More image recognition. We stayed one night in a "classic" hotel, not a Ryokan, but the room was tatami and the chairs were like this:
My wife loved the meditation chair, how the hell could we get one of these? The solution in 3 steps:
Buy an IKEA chair and don't put legs on it (my idea)
My wife's hitting me for saying the wrong thing
Take a picture of the chair and ask the GPT what that chair is called
Pay for the chair T_T (step 3.1)
Fun things
But it's not all about problem solving and knowledge, GPT also enriches the fun of the journey.
We went to the Golden Temple, for the umpteenth time (“bored!”… which is beautiful, but it is SO typical and touristy…) collecting photos from the internet you would be able to create a perfect 3D model just by putting together the photos that have been taken of this temple, without the need for any AI. My photo as there are 3000:
Of course, knowing that it's such a trite place, I know that the GPT is known by heart so I say to the little one. "Shall we play a joke on grandma?". I take a freshly taken photo of the temple and ask the GPT, who had recently obtained Ghibli powers (“level 2” of GPT photo editing). "Take the photo as if it were winter and snowy". He nailed it, total photorealism. My son freaked out, although it wasn't "difficult" knowing how the technology works.
We send it to our grandmother (who is in Catalonia): “Wow, it suddenly snowed, look at what a beautiful photo.” And she eats it with potatoes hahaha, she has no idea what the weather is like in Japan at that time (nor would I if they did the same to me).
Then the good stuff begins. The little boy hits him on the head. “What if we put some snowmen?” A great idea, we ask the GPT and “voila”, some perfect snowmen.
We send it to grandma… “Wow! How cute… and did you make them?” (the smell of the stuffed animals is already starting to waft, they are such perfect dolls and how come we have carrots and sticks and balls???)
Then we're going to make the ultimate joke, that is, one that would show our true colors. "What if we make it night?" And the answer couldn't be better:
“Yes, yes!, and let there be snowflakes and fireworks!” We asked the GPT that with each iteration the photo would become more “drawing” and less “photorealistic” and we would end up with a totally implausible photo of it snowing at night, with fireworks and our perfect snowmen.
And no, the last photo didn't leak, it was the idea, and what a great time we had.
Essential vocabulary
The last use case is a typical one, preparing common vocabulary or phrases that you think you might need. But I didn't decide on them, my husband did, so after I took the typical ones: "where is the toilet", "how much does this cost" and a series of boring things, my son prepared the following:
20 insect names
Butterfly -> Chou
Beetle -> Kabutomushi
Grasshopper -> Batta
…
20 fish names
Sardine -> Owashi
Mackerel -> Saba
Sole -> Hirame
…
Very important phrases
Is there a free buffet? -> Open buffet wa arimasu ka
Is the food varied? ->Tabemono wa tayou desu ka
Are there pizzas on the stone? -> Ishigama-yaki pizza wa arimasu ka
And that's it, this article that seemed typical, but I hope it surprised you, inspired you to try unusual uses of AI and if it made you smile, I'll have happiness for a week.

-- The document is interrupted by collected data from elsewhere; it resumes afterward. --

PR #824, opened 2023-01-27
CORE-9578: Create topic for Worker info (version heartbeats)

fowlerrr:
Create the topic for workers to send heartbeat information.  To start, this will be version information, but I'm leaving the topic more generic in case we find other use for these messages.

### DIFF
--- a/data/topic-schema/src/main/resources/net/corda/schema/Cluster.yaml
+++ b/data/topic-schema/src/main/resources/net/corda/schema/Cluster.yaml
@@ -1,0 +1,18 @@
+topics:
+  ClusterWorkerInfo:
+    name: cluster.worker.info
+    consumers:
+      - crypto
+      - db
+      - flow
+      - membership
+      - link-manager
+      - rpc
+    producers:
+      - crypto
+      - db
+      - flow
+      - membership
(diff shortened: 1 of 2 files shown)


data/topic-schema/src/main/resources/net/corda/schema/Cluster.yaml
```diff
@@ -0,0 +1,18 @@
+topics:
+  ClusterWorkerInfo:
```
driessamyn, line 2: Shouldn't this be a compacted topic?

fowlerrr: I was expecting it to be PubSub.  As I understand it, P2P was going to need it to know the minimum version on the system and Compacted would hide if some worker was somehow unavailable (turned off or decommissioned),

Though, maybe that's not a terribly likely scenario for the workers?

driessamyn: I assumed the worker ID would maybe be part of the key. 
If it's pub/sub, how would a new consumer get the full list?
What's the schema for the message on the topic?

PR #825, opened 2023-01-30
CORE-9577: Add a record for publishing worker info

fowlerrr:
This message will, initially, be for transmitting version information.  But we might wish to leverage it for other info so I've left the name generic

### DIFF
--- a/data/avro-schema/src/main/resources/avro/net/corda/data/cluster/WorkerInfo.avsc
+++ b/data/avro-schema/src/main/resources/avro/net/corda/data/cluster/WorkerInfo.avsc
@@ -1,0 +1,18 @@
+{
+  "type": "record",
+  "name": "WorkerInfo",
+  "namespace": "net.corda.data.cluster",
+  "doc": "Version information for a worker in the cluster",
+  "fields": [
+    {
+      "name": "workerPlatformVersion",
+      "type": "int",
+      "doc": "the platform version the worker has been built against"
+    },
+    {
+      "name": "workerSoftwareVersion",
+      "type": "string",
+      "doc": "the string representation of the Corda version the worker is running"
+    }
+  ]
+}
--- a/data/avro-schema/src/main/resources/avro/net/corda/data/cluster/WorkerInfo.avsc
+++ b/data/avro-schema/src/main/resources/avro/net/corda/data/cluster/WorkerInfo.avsc
@@ -2,7 +2,7 @@
   "type": "record",
   "name": "WorkerInfo",
   "namespace": "net.corda.data.cluster",
-  "doc": "Version information for a worker in the cluster",
+  "doc": "General information for a worker in the cluster",
   "fields": [
     {
       "name": "workerPlatformVersion",


simon-johnson-r3 (approved):

data/avro-schema/src/main/resources/avro/net/corda/data/cluster/WorkerInfo.avsc
```diff
@@ -0,0 +1,18 @@
+{
+  "type": "record",
+  "name": "WorkerInfo",
+  "namespace": "net.corda.data.cluster",
+  "doc": "General information for a worker in the cluster",
+  "fields": [
```
driessamyn, line 6: Should this include the worker type and the instance ID?

Would it be useful to have a timestamp on the message?

Do we have a design that describes how this would work? I'm curious on how/when we get consensus around what the cluster's version(s) is/are, in particularly in a scenario where workers appear/disappear.
How often does a worker publish this data?

driessamyn (changes requested):
I think we need a design doc before implementing this.

data/avro-schema/src/main/resources/avro/net/corda/data/cluster/WorkerInfo.avsc
fowlerrr: Maybe the worker type and instance id.  In the PoC I'd used the worker type as the key to the topic.  But this is really just a draft until we know what information is necessary.

And, no, we don't have much of a design yet.  The requirement for _knowing_ the versions comes from @dimosr  and P2P as a function of the discussion between clusters and their versions.

As for how often, I expect it to be configurable, but probably defaulted to a second.

I'm happy to put up a design, though.  I'll liaise with Dimos and @simon-johnson-r3 to lock down the requirements a bit further.

driessamyn: I wonder if the interval needs to be part of the message as well (even when it's configured) as I'm still wondering how you interpret these.
For example, say a v1 worker heartbeats, then gets killed off, how long does the consumer wait till it can assume that that worker doesn't exist anymore? If it has the poll interval along with the timestamp, then it could assume that, for example, if it hasn't had a heartbeat from somebody in 10 x interval, it probably doesn't exist anymore.

This is also why I'm wondering if a compacted topic would be better as a new worker can get a full view of the state immediately. In that case we'd still need to think about clean-up of the topic for workers that no longer exist, but maybe we can use the reconciler pattern for this.

dimosr: If that compacted topic is expected to only contain ephemeral data (e.g. say heartbeats are relevant for the last few minutes), we could also require it to be configured with a tighter retention period at the Kafka level. So, old/stale heartbeat records are cleaned up by the brokers.

fowlerrr: I like that idea, as it means less chance of us screwing it up.  Though we'd then lose the flexibility of configuration.

I'd still prefer it as the code to make those decisions is left with a time-tested library.  But I could easily go either way.

driessamyn: Y. It could be a combination of both. I.e. we rely on Kafka for cleanup with a quite large window (e.g. 1hour), but at a code level we can make a decision on whether we consider a worker not relevant anymore.

fowlerrr: Okay, let's plan on having both the timestamp _and_ using Kafka to prune for us.  I imagine the instance id would be the key.  And maybe the worker type, though it wouldn't really be necessary.   For now I'll keep both the instance id _and_ the worker type in the message.  I feel like, even though it's the key, it's simpler to have it in the message.

simon-johnson-r3: If you want to use a compacted topic + timestamp rather than a heartbeat system (and I think that's a reasonable idea as we already decided these weren't heartbeats in the sense everyone would interpret them) I suggest the _only_ valid key is instance id, and therefore it makes no sense to repeat that in the message.

dimosr: I think we want both worker type + instance as part of the key, because we currently provide the option to the user to specify their own worker ID (the default is a random value). And they might want to use sequential numbers.

simon-johnson-r3: Ok in that case I would change my mind! If we are to encode worker type and instance together in the key it makes sense to me to make that opaque to the reader of the record and explicitly add those into the message.

driessamyn: @dimosr comment made me thing maybe we shouldn't use `instanceId` in the key, but generate a unique worker ID when a worker starts up (e.g. `workertype-<uuid>`). `instanceId` as I understand, is actually messaging config, so may it's a bad idea to overload it?

fowlerrr: Maybe, though as long as it's unique I think we'd be okay.  I don't like the idea of using something that a user can specify, though, as it seems like we're giving them rope to hang themselves, so I'm okay with generating our own UUID.  The only issue there would be if that id were then useful somewhere else.  IE, how do we let them know the id if they want it for filtering or to action on a specific worker?  Or would that matter if they have the other one?

fowlerrr: To be clear, I still think we should put these into the message as well as the key

dimosr: Back in the days I was closer to Kafka, I remember there was a benefit from having stable IDs (IIRC, we use that ID as part of the producer IDs and it's involved in logic for Kafka transactions around cleanup of zombie transactions etc.). This is one case where allowing the user to provide an ID might be preferable. Needs someone to take a closer look at this. 

Also, for operational reasons, people might prefer to have easy-to-refer sequential numbers starting from 1 instead of random IDs. For example, before we had the helm charts, we used to use k8s ordinals for that ID ins our ad-hoc k8s scripts, for the reasons described above.

fowlerrr: That is a good point.  Does restarting a worker mean it's the _same_ worker?  Or does it become a different one?  With the concept of dynamic clusters it might not matter much.  Also, if we're trusting Kafka to prune old messages we probably don't (in this case) need to worry about zombie messages so much.

I'm looking through the messaging code to see how we currently use the instance id

simon-johnson-r3: I'm not really sure how a user could technically allocate an Id to an instance of a Worker when it's a pod in a scalable replica set which itself is driven by a deployment. You are two steps of abstraction away from creating worker pods at this point. There are also no stable ids or ordinals in such a configuration.

I think I would start from asking the question of why the end user needs to know this id, and the only answer I can come up with is to identify the pod, and the only useful thing I believe they can then do with that knowledge is to kill it or possibly extract a log from it if we've asked for one. So then I would conclude a unique pod name I can use with `kubectl` or another k8s tool is all I'm really after.

Perhaps there are scenarios I'm unaware of though?

simon-johnson-r3: > That is a good point. Does restarting a worker mean it's the same worker? Or does it become a different one?

Right now it's technically considered a different worker. Whether it's replacing an old one which crashed, it's part of a rolling update, or a consequence of a scale up is incidental. We do not have StatefulSets. Note that if we started to introduce stable Kafka transaction ids we'd suddenly by thrown into a world where fencing errors were something we'd need to be considering. That's not necessarily a problem, but we'd probably need a good reason to explain why we were considering giving workers a specific role like that.

dimosr: I agree that the operational convenience of numerical IDs does not probably warrant the complexity, a unique ID would not be that different there.

But, the interaction with Kafka and its guarantees is an important one. And I think we need to worry about fencing exceptions, mostly in the context of preserving the atomicity of our subscriptions (which rely on Kafka transactions under the hood). Thinking a bit more about it (and after reading the [producer docs](https://kafka.apache.org/10/javadoc/index.html?org/apache/kafka/clients/producer/KafkaProducer.html) around `transactional.id` again and refreshing some old memories) though, I think that providing a stable ID via a stateful set would not fully solve the issue either, since that ID needs to be stable for a specific set of partitions, which I don't think we do at the moment anyway.

simon-johnson-r3: The current pattern is that a worker instance is assigned one or more partitions and becomes entirely responsible for processing events on those partitions. The offsets for events it consumed are updated within the same transaction that produces the output events. If a rebalance occurs whilst a subscription is in the middle of processing an event it is aborted and the offsets for consuming are never set, thus the event is "returned" for whatever worker next picks up that partition. This is how we stop duplicate processing of events using transactions.

If we tried to keep partitions tied to a certain worker's role (unique transaction id) then there would perhaps be merit in having some id which told that worker what part it played, but currently we don't. I think that's what you describe here. Perhaps an advantage there would be to reduce the number of rebalances which are costly, but the price would be partitions potentially not being serviced for longer during a pod crash (this is speculative) and having to deal with the possibility workers are replaced by new copies of themselves (we do handle fencing exceptions as it happens, but it's a unexpected scenario right now so wouldn't be fully tested).

Is there any other gap in the pattern we have now which you see transaction ids would solve? In my mind they are there for when you have more stateful services which perform a specific role based on knowledge they are playing a particular role in a big system of component parts. We don't have that because all workers are considered equal.

dimosr: I think they are supposed to protect against scenarios where you have a zombie producer running that leads to records being written twice (violating the "exactly-once" guarantees), by ensuring that the instantiation of the new producer would fence any old zombie producers with the same ID.

fowlerrr: I spoke with Lorcan about this and it was something that we'd thought would be useful before k8s came along and meant that each instance id will _always_ be unique (because it has to be with k8s).

So there's no real way to use it for fencing producers as it'll always be unique.

fowlerrr: So what we've come up with (for instance ids) is to have a UUID for the key on the topic, and to use the HOSTNAME from k8s (as an env var) for the field in the message.  That name will be something readable and meaningful for an operator who might look at this message.  But might possibly be reused, therefore UUID for the key.

driessamyn: Maybe a bit off-topic, but is there ever a usecase for setting instanceID? if not, should we not remove it as a start-up param?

If you enjoyed it, share it with more people, and if not, share it by criticizing it haha.
Until next time!
The header photo is a mess, that's me "in quotes", but the original is a photo with a Samsung AI filter that makes you look like a Purikura that exaggerates the pupils and then passed through GPT to make an outpaint so that it was panoramic, so if the original was already implausible, this is a total hallucination, but it's cool.